**Activity:** The answer must be every line from the entries below that includes "PathBuf".

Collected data
────
PR #429, opened 2024-12-08
Refactor generating Swift binding files

crazytonyli:
It's more technically correct to generate uniffi binding files with Rust library built for each platform. Because the Rust crate that exposes API via uniffi may have different APIs on different platforms (for example, it could have some API for iOS but not for tvOS), and uniffi-rs itself could have different implementations for each platform (for example, there could be subtle differences in the generated code for certain CPU arch).

However, in the reality of this project and the current state of uniffi-rs, there is no difference in the generated bindings on each Apple platform.

This PR updates the build pipeline to use a more "technically correct" approach, even though the result is no different than what we currently have.

### Details

At the moment, `make bindings` builds the wp_api library for macOS(*1), generates bindings using the built library, and uses them on all Apple platforms.

This PR removes the `make bindings` and uses a shell script to generate bindings. Please note the `cargo build` run in the step marked as *1 is skipped because it's unnecessary. We already built libraries for each Apple platform. We should use them to generate bindings.

This PR does run the `wp_uniffi_bindgen` multiple times, one for each platform. Their result will be used in the creating xcframework command: `xcodebuild -create-xcframework -library library-for-ios -headers headers-for-ios --library library-for-macos -headers headers-for-macos ...`. Again, even though we are now passing different header directories, they don't really make any practical difference from what we have right now because the header directories' content is exactly the same.

### DIFF
--- a/xcframework/src/main.rs
+++ b/xcframework/src/main.rs
@@ -6,7 +6,6 @@ use std::path::{Path, PathBuf};
 use std::process::Command;
 
 const XCFRAMEWORK_OUTPUT_PATH: &str = "target/libwordpressFFI.xcframework";
-const SWIFT_BINDINGS_HEADER_DIR: &str = "target/swift-bindings/headers";
 const LIBRARY_FILENAME: &str = "libwordpress.a";
 
 fn main() -> Result<()> {
@@ -50,7 +49,6 @@ impl CreateXCFramework {
 // work together to make it easier to create a xcframework.
 struct XCFramework {
     libraries: Vec<LibraryGroup>,
-    headers: PathBuf,
 }
 
 // Represent a group of static libraries that are built for the same platform.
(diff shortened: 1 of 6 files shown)


xcframework/src/main.rs
```diff
@@ -208,6 +197,18 @@ impl LibraryGroup {
 
         Ok(dest)
     }
+
+    fn headers_dir(&self) -> Result<PathBuf> {
+        let slice = self
+            .slices
+            .first()
```
crazytonyli, line 204: Use the first one here, because bindings in each slice (a.k.a target triple in cargo, `x86_64-apple-darwin`, `aarch64-apple-darwin`, etc.) should have the exact same content.

We could add a check here to ensure they are the same. Maybe it's an overkill? But I'm open to that.

jkmassel (approved):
────
**Task response:**
@@ -6,7 +6,6 @@ use std::path::{Path, PathBuf};
-    headers: PathBuf,
+    fn headers_dir(&self) -> Result<PathBuf> {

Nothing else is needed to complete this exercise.